Miguel Sánchez Montes de Oca

CONFEDERACIÓN DE EMPRESARIOS DE ANDALUCÍA

“Una de las cosas más creativas que tiene el directivo es la capacidad de organizar su propio trabajo”

 

Tiene 72 años y parece conservar el brío de la juventud en una cabeza donde cabe casi toda la historia reciente de España. Miguel Sánchez Montes de Oca (San Fernando, Cádiz, 1936) se graduó en la Escuela de Organización Industrial en 1960. En su vida profesional ha conocido la empresa, la enseñanza y la política. Este hombre, abogado, economista, sociólogo, psicólogo, y sobre todo humanista, se siente orgulloso de ser el fundador de la primera Facultad de Empresariales, en Sevilla, y de haber contribuido a la expansión de las empresas españolas en Latinoamérica.

¿CÓMO AFRONTABA SU CARRERA EMPRESARIAL EN ESPAÑA UN PROFESIONAL EN LOS AÑOS SESENTA?

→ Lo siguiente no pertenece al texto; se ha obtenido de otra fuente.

PR #483, opened 2023-09-20
Lazy load external packages within plugin (PR 2)

### LINKED ISSUE #13: Load Ignition core lazily in the hardhat plugin
Ignition uses some heavy packages (ink, react), therefore the hardhat plugin shouldn't load Ignition directly. Instead, it should be lazy-loaded when needed.

zoeyTM:
fixes #13

### DIFF
--- a/packages/hardhat-plugin/src/index.ts
+++ b/packages/hardhat-plugin/src/index.ts
@@ -1,23 +1,10 @@
+import type { DeploymentParameters } from "@nomicfoundation/ignition-core";
+
 import "@nomicfoundation/hardhat-ethers";
-import {
-  deploy,
-  DeploymentParameters,
-  IgnitionModuleSerializer,
-  wipe,
-} from "@nomicfoundation/ignition-core";
 import { existsSync, readdirSync, readJSONSync } from "fs-extra";
 import { extendConfig, extendEnvironment, task } from "hardhat/config";
 import { lazyObject } from "hardhat/plugins";
 import path from "path";
-import Prompt from "prompts";
-
-import { HardhatArtifactResolver } from "./hardhat-artifact-resolver";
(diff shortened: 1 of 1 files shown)


fvictorio:
I tested this locally and `npx hardhat` goes from taking 500ms to taking 2000ms when including the `hardhat-ignition` plugin.

I suspect the cause is this one:

```typescript
export { buildModule } from "@nomicfoundation/ignition-core";
```

I'm not 100% sure what's the best way to do this "dynamic". This monstrosity seems to compile fine:

```typescript
export const buildModule: typeof import("@nomicfoundation/ignition-core").buildModule =
  (...args) => {
    const { buildModule: coreBuildModule } =
      require("@nomicfoundation/ignition-core") as typeof import("@nomicfoundation/ignition-core");

    return coreBuildModule(...args);
  };
```

fvictorio:
Ugh, I tried that using `main`, sorry, I'll give it another try in this branch -_-

fvictorio:
Ok, these are the proper measurements:

1. `npx hardhat` without the ignition plugin: 500ms
2. `npx hardhat` with the current version of ignition: 2000ms
3. `npx hardhat` with these changes: 1500ms
4. `npx hardhat` with these changes plus the change in my comment above: 550ms

So yeah, we should make that change (or an equivalent one)

kanej:
@fvictorio, @schaable Would the eslint plugin work for our repo?

fvictorio:
I think so. We should make some changes and publish it.

fvictorio:
Opened https://github.com/NomicFoundation/hardhat/issues/4423

alcuadrado:
I think this looks good enough. Let's merge it, and then we revisit it once the slow imports eslint plugin gets published.

alcuadrado (approved):

PR #487, opened 2023-09-21
feat: put in place alternate advanced UI (PR 4)

kanej:
The simple text UI is intended to match the ink version without ink. So we would have a text ui that shows batching and a pretty version of results, and a verbose version that matches a more logging orientated output.

## Preview

new-ui

## Method

I have copied the ink based UI handler, but for the moment replace the simple ui handler at the command line, this allows for quick comparison between a deploy with the current ink based ui and the new non-ink based ui.

The first step is replace all of the result views with close equivalents based on console logging and chalk.

The next step is replacing the batching (based on the captured event info in the handler state), maybe to something like:

```shell
batch #0

- MyModule#Contract1 deploying...
- MyModule#Contract.call running
- OtherModule#Contract3 deploying...
```

Then rewriting the set of lines on updates to futures in the batch?

Once we are happy with this we swap the ink based handler out for the new handler and bring back the verbose handler.

## TODO

- [x] Replace successful deployment result view
- [x] Replace validation error result view
- [x] Replace reconciliation error result view
- [x] Replace rerun error result view
- [x] Replace execution error result view
- [x] Replace batching display
- [x] Remove old ui and package deps


alcuadrado (approved):
I mostly reviewed the structure and it looks good and simple. Let's merge this

PR #575, opened 2023-10-19
fix: stop future senders clearing out pending trans (PR A)

### LINKED ISSUE #574: rerun blocked by sent transactions message
Killing a deployment midway, then rerunning can lead to the `403` Ignition error saying you have sent transactions. Even though all the transactions where sent on the previous run by Ignition and should be tracked.

## Reproduction steps

1. Update the `examples/sample` module to deploy multiple contracts one after the other using `after`.
2. Set the node so that automining is false and the interval is long enough to kill and restart a deploy.
3. Start the first run and ctrl c after the first batch has started
4. Rerun the deployment
5. You should see the 403 error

España era entonces un páramo empresarial. Hay que pensar que hasta el año 1960-1961 no empiezan a sentirse los efectos del Plan de Estabilización. Estábamos en una autarquía. El país vivía en una extrema pobreza. Los pactos con Estados Unidos supusieron entonces unas contraprestaciones como la creación de la Escuela de Organización Industrial, la creación de la Comisión Nacional de Productividad Industrial y todo un conjunto de iniciativas para modernizar la empresa española. En aquel momento, para un profesional que salía al mundo lo que pasaba es que no había trabajo: había que inventárselo. Ello suponía que había todo un campo de cosas que aprender y modelos para trasladar de países avanzados. Aquí se adoptó el sistema americano para la gestión de la empresa. Estábamos en los inicios de la modernización de la empresa española. Eran los primeros pasos para abandonar la autarquía. Nos sorprendíamos con aquellas palabras míticas como “organigrama” o “distribución en planta” para mejorar los procedimientos de trabajo. Recuerdo que cuando hice las prácticas de la milicia en la Marina, como tenía esos conocimientos de la Escuela, me mandaron al Estado Mayor porque yo sabía qué era aquello y podía traducir los manuales americanos para modernizar las Fuerzas Armadas. En cuanto a la Escuela, acababan de marcharse quienes la habían tutelado los primeros años. Era personal de la Universidad de California-Los Ángeles. Siempre estuvo al mando una figura que fue central: Fermín de la Sierra, que era catedrático de Organización de la Escuela de Ingenieros Industriales de Madrid. A él se debe la creación de la Escuela, la Comisión Nacional de Productividad o el Instituto Nacional de Racionalización del Trabajo, desde donde se impulsó la modernización de la industria.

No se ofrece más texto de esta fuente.